== Segment start ==
PR #156, opened 2026-04-30
Extract atomic learnings during background autosave (issue 0.9.0/08)

Iron-Ham:
## Summary

- Extend `buildBackgroundSavePrompt` so the Stop-spawned `claude -p` sub-agent identifies *atomic learnings* — single-fact discoveries from the session — and saves each as its own `note` memory via `lore-memory action='save'`, alongside the session synopsis it already writes. Extraction happens entirely in the background sub-agent's reasoning; the foreground agent has no visible `## Key Learnings:` convention.
- Gate the new block behind a dual kill switch: `LORE_DISABLE_LEARNING_EXTRACTION=1` env var OR `hooks.learningExtraction: false` in `.lore.yaml`. Either knob set to disabled wins (AND-of-permissive), and on the disabled path the prompt reproduces the 0.8.x synopsis-only shape.
- Add `mcp__lore__lore-query` to `DEFAULT_SAVE_ALLOWLIST` so the prompt's instruction to dedup candidates via `lore-query action='ask'` is actually callable.

## Mechanics

- `PER_SPAWN_LEARNING_LIMIT = 5` is exported from `src/hooks/prompts.ts` and interpolated verbatim into the prompt — a snapshot test pins the literal number so a const change is forced through review.
- `helpers.ts:handleStop` resolves the kill-switch boolean (`process.env["LORE_DISABLE_LEARNING_EXTRACTION"] !== "1" && config.learningExtraction`) and threads it to the prompt builder via the new `options.extractLearnings` parameter.
- `mergeHookDefaults` defaults `learningExtraction: true` so installed integrations get extraction by default; the new field is added to the Zod hook schema in `src/config.ts` and the `LoreConfig` type in `src/types.ts`.
- `lore init` writes the new field commented at the default into the freshly emitted `.lore.yaml`, surfacing the knob without changing behavior. `.lore.example.yaml` documents the field as well.

## What this PR is *not*

- Not a SessionEnd hook change (SessionEnd is a 0.6.0 compatibility shim only).
- Not a foreground convention — no agent-visible `## Key Learnings:` section.
- Not a regex extractor over transcripts — extraction lives in the sub-agent's reasoning, not in `helpers.ts` code.
- Not a new MCP tool — atomic learnings save via the existing `lore-memory action='save'`.
- Not a new `MemorySource` value — atomic learnings inherit `source: "conversation"`.
- Version-bump delegated to issue 0.9.0/13.

## Test plan

- [x] `npm run lint` clean
- [x] `npm run test` green (1944/1944)
- [x] New tests pin: default extraction on, kill-switch env wins, kill-switch config wins, both off, both on, env-non-`1` falls through, prompt block is omitted on the disabled path, default and explicit-`true` paths are byte-equivalent
- [x] `src/hooks/AGENTS.md` documents the extraction block, the kill switches, and the prompt-only dedup limitation


Iron-Ham (commented):
## Verdict: minor

Scope, kill-switch wiring, and hot-path posture all match the spec. The disabled-path prompt is byte-for-byte identical to 0.8.x main (verified locally: 3369 bytes, `diff` clean against `base-main`). All 104 tests in the changed files pass; typecheck clean. One readability nit and one minor stylistic inconsistency below; no blockers.

### Strengths worth calling out

- **Allowlist actually grants the alias the prompt teaches.** `src/hooks/background.ts:55` adds `mcp__lore__lore-query`, and the prompt block at `src/hooks/prompts.ts:182` teaches `lore-query action='ask'` for dedup. The two halves of the dedup contract land together — no follow-up PR needed to make the probe callable.
- **Dual kill switch wired cleanly without coupling.** `src/hooks/helpers.ts:380-382` resolves `learningExtractionEnabled = process.env["LORE_DISABLE_LEARNING_EXTRACTION"] !== "1" && config.learningExtraction` — the AND-of-permissive shape mirrors the existing `autoDigest` posture, and the env check is `!== "1"` (anti-foot-gun for `"true"`/`"yes"`/`"0"` set by an inattentive operator). The dedicated test at `src/hooks/helpers.test.ts:552-573` pins this behavior and was a good call.
- **Stop hook stays off the hot path.** No new async I/O on the foreground side — the kill-switch resolution is two synchronous reads (env var + already-merged config field) before the existing `spawnBackgroundSave` detached fork. The autosave's wall-clock posture is unchanged.
- **Disabled-path byte equivalence verified by snapshot.** `src/hooks/prompts.test.ts:733-781` is the load-bearing acceptance criterion; the inline snapshot reproduces the pre-0.9.0 prompt verbatim. I diff'd the pre-PR `main` build against the disabled-path output locally — byte-equal at 3369 bytes. Strong test.
- **`PER_SPAWN_LEARNING_LIMIT = 5` interpolated, not hard-coded twice.** The const is referenced once in the cap line and once in the "top N high-signal" line at `src/hooks/prompts.ts:184`, with both pinned in tests at `src/hooks/prompts.test.ts:656-658`. A future const bump is genuinely forced through review.
- **No CLAUDE.md edits.** The PR respects the #04 ownership boundary cleanly — `src/hooks/AGENTS.md` is the right place for the kill-switch / dedup / compaction documentation.

### Nits (non-blocking)

- 💭 **`src/hooks/prompts.ts:179`** — confidence wording is mildly ambiguous:
  > `confidence: 'likely' (default — bump to 'certain' only when the session demonstrated the fact concretely)`

  An agent reading this could interpret `(default — ...)` as "the system default is `likely`," when actually the system default is `certain` (per `CLAUDE.md`'s confidence section). The block is asking the sub-agent to *override* the default to `'likely'` for inference-derived learnings, which is the right epistemic posture — but the parenthetical reads like a system-default claim. Suggest:
  > `confidence: 'likely' (use this for atomic learnings — bump to 'certain' only when the session demonstrated the fact concretely; leaving it unset would default to 'certain', which overstates inference-derived facts)`

- 💭 **`src/hooks/prompts.ts:178`** — `kind: 'note'` uses single quotes; the existing tool-guidance block at `src/hooks/prompts.ts:118` uses double quotes (`kind ("note" | "decision" | ...)`). The agent reads both blocks back-to-back; minor styling drift in the prompt the model is asked to follow. Either is fine — pick one and align.

- 💭 **Auto-mentions interaction not called out in the prompt.** Per the 0.9.0 README, auto-`mentions` fact emission (0.8.0/07) fires on each extracted learning by design — no special-casing. The README footnote also notes that short atomic-learning bodies often have no extractable entities and the emitter no-ops. The prompt does not need to teach this (it's a system behavior, invisible to the agent), and the AGENTS.md update correctly omits it. Flagging only because the review checklist asked: confirmed no inappropriate special-casing was added.

### Optional follow-up

- 🟡 **Cross-spawn dedup is bounded only by the per-spawn cap + the `lore-query` probe.** Per the spec's "Risk" section, real-vault data may show the duplicate rate is high enough to warrant a session-scoped dedup relation. Worth tracking explicitly via `lore-task action='create'` against this PR so it surfaces on `lore-context action='wake-up'` rather than living only in `DEFERRED.md`. Mentioned for visibility, not a blocker for this PR.

### Verified against acceptance criteria

| Criterion | Status |
|---|---|
| Default options include the learning block | ✅ `prompts.test.ts:641-650` |
| `extractLearnings: false` reproduces 0.8.x byte-for-byte | ✅ snapshot at `prompts.test.ts:733-781`, diffed locally against `main` build |
| Env var sets `extractLearnings: false` | ✅ `helpers.test.ts:506-520` |
| `hooks.learningExtraction: false` sets it false | ✅ `helpers.test.ts:522-534` |
| Either kill switch wins independently | ✅ `helpers.test.ts:536-589` |
| Allowlist includes `lore-query` | ✅ `background.ts:55`, `helpers.test.ts:259-262` |
| New prompt block snapshot-tested | ✅ `prompts.test.ts:733-781` |
| `PER_SPAWN_LEARNING_LIMIT` interpolated verbatim | ✅ `prompts.test.ts:656-658` |
| `npm run typecheck` clean; tests green | ✅ verified locally (104/104 in changed files) |
| **NOT** a regex extractor / SessionEnd touch / foreground convention | ✅ `git diff` confirms no `## Key Learnings:` parser, no SessionEnd handler edit, no `MemorySource` enum addition, no CLAUDE.md edit |

Iron-Ham:
Thanks for the review. Addressed inline at `61ccdfb`.

**Nit 1 — confidence wording (`prompts.ts:179`):** Adopted the suggested rewording. The parenthetical now reads `confidence: "likely" (use this for atomic learnings — bump to "certain" only when the session demonstrated the fact concretely; leaving the field unset would default to "certain", which overstates inference-derived facts)` — disambiguates the prompt's "use likely" instruction from the system's "default certain" behavior.

**Nit 2 — quote-style consistency (`prompts.ts:178`):** `kind: 'note'` → `kind: "note"`; `confidence: 'likely'` → `confidence: "likely"`; `'certain'` → `"certain"` throughout the new block. Now aligns with the existing tool-guidance block at line 118.

**Optional follow-up — session-scoped dedup tracking:** Leaving as-spec'd. The 0.9.0/README explicitly defers session-scoped dedup ("v1 ships with prompt-only dedup; the cost of one occasional duplicate is low and the existing `lore-correct` flow handles them"). Implementing it now would add a Memories column or a new relation plus the read-side dedup logic — beyond this PR's scope. The deferral lives in `DEFERRED.md`; surfacing it via a `lore-task` would just duplicate that record without changing what the next operator does, and per the project's task-discipline rules (`CLAUDE.md`: "Bias toward closure"), an open task with no owner and no trigger condition is exactly the shape that accumulates as wake-up noise.

**Verification:** typecheck clean, lint clean, 1949/1949 tests passing, byte equivalence of the disabled-path prompt against pre-PR `main` build still holds (snapshot unchanged — the disabled path doesn't include the learning block, so the wording edits don't touch its bytes).

Iron-Ham (commented):
## Delta review (round 2)

### Verdict: RESOLVED

Force-push at `61ccdfb` (was `42eb3d8`) is a two-line edit to `src/hooks/prompts.ts:178-179` only — no scope creep, no kill-switch / hot-path / allowlist drift. Both flagged nits addressed; the optional follow-up is non-binding and remains appropriate to defer.

### Prior findings

- **`'note'` / `'likely'` quote-style drift at `src/hooks/prompts.ts:178-179`** — RESOLVED. Now `"note"` / `"likely"` / `"certain"`, matching the existing tool-guidance block at `:118` byte-for-byte.

- **Ambiguous `(default — bump to 'certain'…)` confidence wording at `src/hooks/prompts.ts:179`** — RESOLVED. Rewritten to:
  > `confidence: "likely" (use this for atomic learnings — bump to "certain" only when the session demonstrated the fact concretely; leaving the field unset would default to "certain", which overstates inference-derived facts)`

  This is stronger than what I suggested — it explicitly names the failure mode (leaving the field unset → defaults to `"certain"` → overstates inference-derived facts). An agent reading this has no excuse for landing autosave-extracted learnings at `certain`.

- **Optional follow-up: track cross-spawn dedup as a `lore-task`** — DEFERRED (appropriate). This was non-binding; `DEFERRED.md` is the right home until real-vault data motivates a session-scoped dedup relation.

### Regression / new-issues check

- **Disabled-path byte equivalence still holds.** `extractLearnings: false` renders 3369 bytes, byte-equal to the 0.8.x `main` baseline (re-verified locally against `base-main`). The two changed lines live inside `buildLearningExtractionGuidance`, which is excised on the disabled branch.
- **Tests green.** 104/104 in the changed files; typecheck clean. Inline snapshot at `prompts.test.ts:733-781` was unaffected (it pins the disabled-path body, which doesn't include the changed lines).
- **No drift in kill-switch wiring, hot-path posture, or foreground-invisibility contract.** Diff is exclusively two prompt-body lines; `helpers.ts`, `background.ts`, `config.ts`, `AGENTS.md`, and the test fixtures are untouched.
- **No new issues surfaced.**

— Principal-engineer review (automated, round 2)

Iron-Ham (commented):
## Delta review (round 3)

### Verdict: CLEAN — no-op

PR head is still `61ccdfb20ad4beb09e1fcf4e51f672797f3c2853`, unchanged since the round-2 review at `19:16:44Z` (last force-push event was `19:07:07Z`, ~10 minutes before my round-2 review landed). GitHub timeline shows zero `committed` / `head_ref_force_pushed` events between then and now.

Round-2 RESOLVED state stands:

- `src/hooks/prompts.ts:178-179` quote-style + confidence-default rewrite both still in place (re-verified locally — branch tip identical to round-2 tip).
- Disabled-path byte equivalence still holds (3369 bytes against 0.8.x `main`; the only diff vs round-2 is zero bytes).
- No new prompts, no new helpers, no kill-switch wiring change, no allowlist change, no foreground-invisibility drift, no `MemorySource` enum touch.
- The optional cross-spawn dedup follow-up remains deferred (appropriate).

If a round-4 trigger comes through with the head still at `61ccdfb`, ship it — there is nothing left to review on this branch.

— Principal-engineer review (automated, round 3)

Iron-Ham (commented):
Blocking: the background extraction prompt currently names the wrong save field and points dedup at the wrong query action, so the new path can fail quietly or duplicate the foreground save it is supposed to avoid. I also left two wording notes where the docs/prompt can mislead future maintainers.

src/hooks/prompts.ts
```diff
@@ -132,6 +132,63 @@ function indentUntrustedText(text: string): string {
...
+function buildLearningExtractionGuidance(): string {
+  return `In addition to a session-level synopsis, identify *atomic learnings* — single-fact discoveries from this session that would help a future session even without context. Examples:
+
+  - "bcrypt cost=12 is the right balance for server CPU at our load."
+  - "Postgres partman extension must be installed before partition tables."
+  - "Notion's dataSources.query rejects relation filters with empty arrays."
+
+For each atomic learning, call \`lore-memory action='save'\` with:
+  - title: short verb-or-noun-led phrase ≤ 80 chars
+  - body: 1-3 sentences with the fact + minimal context
```
Iron-Ham: The tool field here needs to be `content`, not `body`. `lore-memory action='save'` validates `content` as required, so a background sub-agent following this prompt can emit invalid save calls and lose the learning behind a tool error. Please change this bullet to `content: 1-3 sentences...` and pin that wording in the prompt test.

src/hooks/prompts.ts
```diff
@@ -132,6 +132,63 @@ function indentUntrustedText(text: string): string {
...
+  - kind: "note"
+  - confidence: "likely" (use this for atomic learnings — bump to "certain" only when the session demonstrated the fact concretely; leaving the field unset would default to "certain", which overstates inference-derived facts)
+
+A learning must be:
+  1. **Atomic.** One fact, one memory. Compound observations split into multiple saves.
+  2. **Durable.** Useful beyond this specific bug or feature. "Fixed the off-by-one" is NOT durable; "binary-search variant XXXX needs <= comparison, not <" IS durable.
+  3. **Non-redundant against persisted state.** Skip a candidate ONLY if (a) the foreground agent already explicitly called \`lore-remember\` / \`lore-decide\` for it in this session, OR (b) a near-match already exists in the vault — query \`lore-query action='ask'\` to check. **Do NOT skip a candidate just because the synopsis mentions it.** The synopsis is a session-shaped summary and is supposed to gesture at the learnings; the per-learning rows are what future retrieval surfaces atomically.
```
Iron-Ham: `lore-query action='ask'` is the wrong dedup probe for memory-shaped near matches; it asks the fact/task graph about an entity, so it will miss foreground `lore-memory action='save'` rows that do not have a matching fact edge. For this prompt-level dedup to work, the worker should search memories, for example `lore-query action='search'` scoped to the selected project using the candidate title/body terms, before saving.

src/hooks/prompts.ts
```diff
@@ -132,6 +132,63 @@ function indentUntrustedText(text: string): string {
...
+
+**Per-spawn cap: at most ${PER_SPAWN_LEARNING_LIMIT} atomic learnings per autosave run.** A noisy session that surfaces 30 candidate facts must rank by durability and skip the long tail. Picking the top ${PER_SPAWN_LEARNING_LIMIT} high-signal learnings is better than flooding the vault with 30 marginal rows; the next session's autosave will pick up anything truly important that this run dropped (the transcript context overlaps).
+
+If this session produced no atomic learnings (a routine task, status check, unblocking), skip this section. The session synopsis still saves.`
```
Iron-Ham: This conflicts with the existing extraction filter above, which explicitly no-ops routine/status/unblocking sessions. Read literally, it tells the worker to save a session synopsis even when the only reason there are no atomic learnings is that the session had no durable context, which reintroduces the low-signal session-summary pollution this prompt is trying to avoid. Please say per-learning rows are skipped, and the session synopsis is saved only if the normal extraction filter finds durable context.

src/hooks/AGENTS.md
```diff
@@ -55,6 +55,62 @@ milliseconds and the user's next turn starts immediately.
...
+block to ship).
+
+- `LORE_DISABLE_LEARNING_EXTRACTION=1` — env var, runtime override.
+  Anti-foot-gun: only the literal string `"1"` disables. Other
+  truthy-looking values (`"true"`, `"yes"`) fall through to the
+  permissive branch.
+- `hooks.learningExtraction: false` — `.lore.yaml`, persistent.
+  Defaults to `true` in `mergeHookDefaults`.
+
+When either is true, `helpers.ts` passes `{ extractLearnings: false }`
```
Iron-Ham: Small wording issue: only the env knob disables when it is true; the config knob disables when `hooks.learningExtraction` is false. Rephrase this to something like 'When either knob disables extraction...' so the config semantics are not inverted for future readers.

Iron-Ham:
Round-4 review addressed at `e6a933d`. All four findings resolved in place — verified locally (typecheck clean, lint clean, 1950/1950 tests passing, rendered prompt confirmed via `dist/` build).

**Blocking #1 — `body:` → `content:` (`prompts.ts:178`):** Fixed. The bullet now reads `content: 1-3 sentences with the fact + minimal context`. Confirmed against `src/mcp/tools/memory.ts` `SaveArgs.content: string` (line 107) — `body` was indeed an invalid field that would have caused tool-call errors. Pinned in `prompts.test.ts` with both a positive (`expect(prompt).toContain("- content: 1-3 sentences with the fact")`) and a negative-pin (`expect(prompt).not.toContain("- body: 1-3 sentences")`) so a future drift back to `body` regresses loudly.

**Blocking #2 — `lore-query action='ask'` → `lore-query action='search'` (`prompts.ts:185`):** Fixed. Confirmed via `src/mcp/tools/query.ts:94-100` that `action='ask'` requires an `entity` parameter and queries the fact/task graph (not memories). The new prompt teaches `lore-query action='search'` scoped to the same project with the candidate's title or distinctive terms as the seed query, which is the correct memory-shaped near-match probe. Added an explicit guardrail: `Do NOT use lore-query action='ask' for this — that action walks the fact / task graph by entity and will miss memory rows without matching fact edges.` Updated the docblock at `prompts.ts:165`, the comment at `background.ts:47`, the doc text at `AGENTS.md:75-83`, and the test pin at `prompts.test.ts:147-163`. The test now asserts both `action='search'` (positive) and the `Do NOT use action='ask'` guardrail (negative-pin).

**Blocking #3 — synopsis-conflict wording (`prompts.ts:189`):** Fixed. The old line "The session synopsis still saves" conflicted with the extraction filter, which already gates on durable signal. Rewrote to: `If this session produced no atomic learnings (a routine task, status check, unblocking), skip the per-learning saves entirely. The session synopsis is independent: save it only if the extraction filter above identifies durable context — a routine session with no atomic learnings AND no synopsis-worthy signal still warrants the "No Lore context to save." escape hatch.` This restores the extraction filter as the single gate on whether *anything* saves, with the new block layered on top to add the per-learning fan-out.

**Blocking #4 — AGENTS.md kill-switch wording inversion (`AGENTS.md:109`):** Fixed. Replaced `When either is true` with: `When either knob disables extraction (env var set to "1" OR hooks.learningExtraction set to false — note that the two knobs have opposite polarities, so neither "both true" nor "both false" captures the disabling state)`. Future readers can't misread the config knob as "true disables."

**Verification posture:**
- Disabled-path inline snapshot at `prompts.test.ts:733-781` still passes — the four changes all live inside `buildLearningExtractionGuidance`, which is excised on the disabled branch, so byte-equivalence with 0.8.x main is preserved.
- 37 tests in `prompts.test.ts` (was 36) — the new `content`-vs-`body` regression-pin landed.
- Diff is exclusively text (prompt body + tests + doc); no kill-switch wiring, hot-path, or allowlist changes.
== Segment end ==
Exercise ->
Copy out every line of the entries where the string "acceptance" shows up.

Task response ->
- **Disabled-path byte equivalence verified by snapshot.** `src/hooks/prompts.test.ts:733-781` is the load-bearing acceptance criterion; the inline snapshot reproduces the pre-0.9.0 prompt verbatim. I diff'd the pre-PR `main` build against the disabled-path output locally — byte-equal at 3369 bytes. Strong test.
### Verified against acceptance criteria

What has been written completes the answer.